Economists say there are signs that the distance from peak to trough may be lessening, but their continuing existence is not in doubt. The Chancellor of the Exchequer may this week be walking on water, but it can confidently be asserted that within the next few years the British economy will turn downwards and unemployment rates will turn up. Who then will collect their P45s first? The test of Gordon Brown as an effective politician - in his own terms - then arrives. If the first out are the young with marginal skills, those living on estates in Merseyside, Manchester or Peckham, older men and young black men, then all his impassioned rhetoric yesterday about social justice and opportunity for all will sound dreadfully hollow.

Perhaps Mr Brown does believe that 200 years of economic history came to an end on 1 May; that his invocations of the long-term view, together with his skills as a macro-economic manager, will guarantee stability and the abolition of the economic cycle. Even so, to redeem his high- flown promises to the excluded and the unemployed he will have to perform the amazing feat not just of seeing employment grow while the economy is booming, but to continue to see jobs created even when it dips.

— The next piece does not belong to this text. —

PR #1411, opened 2020-06-24
Backend for Multiple Entry Points

Checkmate50:
Introduces the basic backend on the compiler for zero or more entry
points.  Entry points have been extended to lists for several functions,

That commitment to turn the welfare state into a "platform" for work was well made, and the measures announced by Labour so far are a plausible mixture of sticks and carrots. The Government, he said, in a phrase which demonstrates the distance Labour has travelled in recent years, cannot prevent people losing their jobs, but can assist them to get the next one.

But if you are saying to the unemployed, "the age of exclusion is over", you are committing the state to ensuring that demand remains high in an age when Keynesian tools have been discarded. Perhaps Labour is confident that it can guarantee that British business will deliver the jobs on which the expansion of opportunity depends. Perhaps Mr Brown has a plan for conjuring jobs out of the public sector while reducing the national debt. Either way, he did not dilate upon method yesterday, except - unknowingly? - in mentioning ways in which employment might be reduced. If British business is, as he promised, made more competitive, is it not possible that jobs are cut?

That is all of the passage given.